I know it's (anecdotal?) canon, but rather than instant destruction on a
Field failure, I'd have a portion of the energy stored in the Field
applied directly to the ship as damage; only a portion, because the
energy in the Field goes out as well as in when a Field collapses. A die
roll could be used to decide just how much -- (1D6 + 4) x 10% of the
Field strength (no. boxes in the phantom row)?

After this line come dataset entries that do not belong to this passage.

PR #76, opened 2022-06-08
Fix pytest

kralka:
Part of issue #38

### DIFF
--- a/.github/workflows/pytest.yml
+++ b/.github/workflows/pytest.yml
@@ -20,6 +20,12 @@ jobs:
         run: |
           python -m pip install --upgrade pip setuptools wheel
           pip install pytest
+          # Install PS drivers
+          wget -O - https://labs.picotech.com/Release.gpg.key | sudo apt-key add -
+          sudo bash -c 'echo "deb https://labs.picotech.com/rc/picoscope7/debian/ picoscope main" >/etc/apt/sources.list.d/picoscope7.list'
+          sudo apt-get update
+          sudo apt-get install libps6000a
+          sudo apt-get install libpswrappers
       - name: Installing package
         run:
           pip install -r requirements.txt


scaaml/capture/scope/scope_template.py
```diff
@@ -0,0 +1,53 @@
...
+chipwhisperer API."""
+
+from abc import abstractmethod
+
+import numpy as np
+
+from chipwhisperer.capture.api.cwcommon import ChipWhispererCommonInterface
+
+
+class ScopeTemplate(ChipWhispererCommonInterface):
```
jmichelp, line 24: Don't derive from `ChipwhispererCommonInterface`. The name is a bit misleading but if you look at the methods it has, they aren't related to the scope at all (firmware updates, etc.).

We should simply get our class, then have a `ChipwhispererScope` that derives from `ScopeTemplate` and `OpenADC`

kralka: I am a bit lost here. I don't understand where a `ChipwhispererScope` that derives from `ScopeTemplate` and `OpenADC` comes into.

On the cw side: `OpenADC` derives from `ChipwhispererCommonInterface` [[1]](https://github.com/newaetech/chipwhisperer/blob/1a31817b2de5ac3608631ed08c09809a2d980c03/software/chipwhisperer/capture/scopes/OpenADC.py#L54). And `cw.capture_trace` argument scope [[2]](https://github.com/newaetech/chipwhisperer/blob/1a31817b2de5ac3608631ed08c09809a2d980c03/software/chipwhisperer/__init__.py#L373) has type `ScopeTypes = Union[OpenADC, CWNano]` (this is why I was afraid that mypy would consider passing any other type to be an error).

On scaaml side: We have only context managers (`CWScope, DefaultCWScope, PicoScope`) which have `.scope` property. And a single scope class acting as a `ScopeTypes` (`Pico6424E`).

scaaml/capture/scope/scope_template.py
```diff
@@ -39,7 +46,7 @@ def arm(self):
         """Setup scope to begin capture when triggered."""
 
     @abstractmethod
-    def capture(self):
+    def capture(self, poll_done: bool = False) -> bool:
```
jmichelp, line 50: Same thing here regarding prototype. I don't see what `poll_done` would bring. Removing it from the function signature and putting the default value in `Chipwhisperer.capture()` should do the trick for us. It's not a value we change.
If later we need extra arguments to support a specific scope, we can revisit it by adding `**kwargs` to the function.

Please document return value.

scaaml/capture/scope/scope_template.py
```diff
@@ -28,7 +28,8 @@ def __init__(self):
         """Initialize the base."""
 
     @abstractmethod
-    def con(self,
+    def con(
```
jmichelp, line 31: I think that for the abstraction, `def con(self, device_identifier: Optional[str] = None, **kwargs)` should be an appropriate signature.
`device_identifier` being a way to disambiguate which scope we want it case multiple scopes from the same model are plugged id and detected. Default behavior when set to `None` is to connect to the first one found.
You can decide to either put `**kwargs` as part of the signature or simply remove it because we don't need it at the moment for the scopes we support. When we'll need it it will be easy to add it anyway.

This means that we'll have to implement `def con()` for `ChipwhispererScope` so that it passes on the correct default values to `super().con()`.

kralka: With your signature I am getting `error: Definition of "con" in base class "ScopeTemplate" is incompatible with definition in base class "OpenADC"`

scaaml/capture/scope/scope_template.py
kralka: Same error with incompatible definition. `ChipwhispererScope` inherits both `OpenADC` and `ScopeTemplate` thus the base classes must have same signatures. Am I not understanding something?

scaaml/capture/scope/scope_template.py
kralka: I think Python supports changing the signature when inheriting (`Pico6424E.con `signature is different from `ScopeTemplate.con` signature), but when doing multiple inheritance the signatures of superclasses must match. Other thing is that cw.capture_trace expects the argument scope to be of type Union[OpenADC, CWNano].

I do not understand the role of `ChipwhispererScope` in your last code snippet. We have a `CWScope` and `DefaultCWScope` context managers (auto-con/dis the `OpenADC`) and then we have a `Pico6424E` which plays a role of an object that behaves as an `OpenADC` (and is passed to cw API instead of `OpenADC`), then we have a context-manager with `PicoScope.scope` is `Pico6424E`. Finally we have reimplemented `ScopeTemplate` which is an abstract class capturing the cw scope interface.

Over all I agree with your comments in the sense of not polluting our API with unnecessary compatibility with CW. The thing is that I am not sure how to do that and still have a working typechecking. And I also agree that typechecking is far from perfect in the current PR (my idea was fix the workflows and then slowly improve the rest).

kralka:
I suggest to resolve the inheritance question in another PR (issue: https://github.com/google/scaaml/issues/79)

invernizzi (approved):
Thank you for all the changes, Karel!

> Ships with Langston Fields also have a heat track with one box per
> row. Each time a threshold is inflicted, one box is ticked. One box on
> the heat track is regenerated each turn. If a threshold is inflicted,
> while no empty boxes are available on the heat track, the Field
> overloads, and the ship is destroyed.
Again, see above for the overload idea. Rather than the heat track,
might it not be simpler to have multiple phantom rows? Burn-throughs are
modelled by threshold checks when each row is filled, and total Field
collapse when all boxes are filled. Each turn, a number of Field boxes
regenerate, but each Field threshold check can only be taken once. I
know that's a bit clunky, but it depends on what actually causes a
burn-through. IIRC, burn-throughs are localised overloading of a Field
-- "hot spots" -- so the alternative could be to have directional Field
rows (a set for each arc, say), with burn-throughs occurring when a row
is filled. Remaining damage after a burn-through can be distributed to
all Field rows.
Okay, maybe it mightn't be simpler... :-D The Langston Field is a
difficult thing to simulate in a simple fashion, and expanding Fields
and superconductor-plated ships just make damage resolution even more
tricky.
> Ships destroyed by Field failures leave no survivors and no wreck.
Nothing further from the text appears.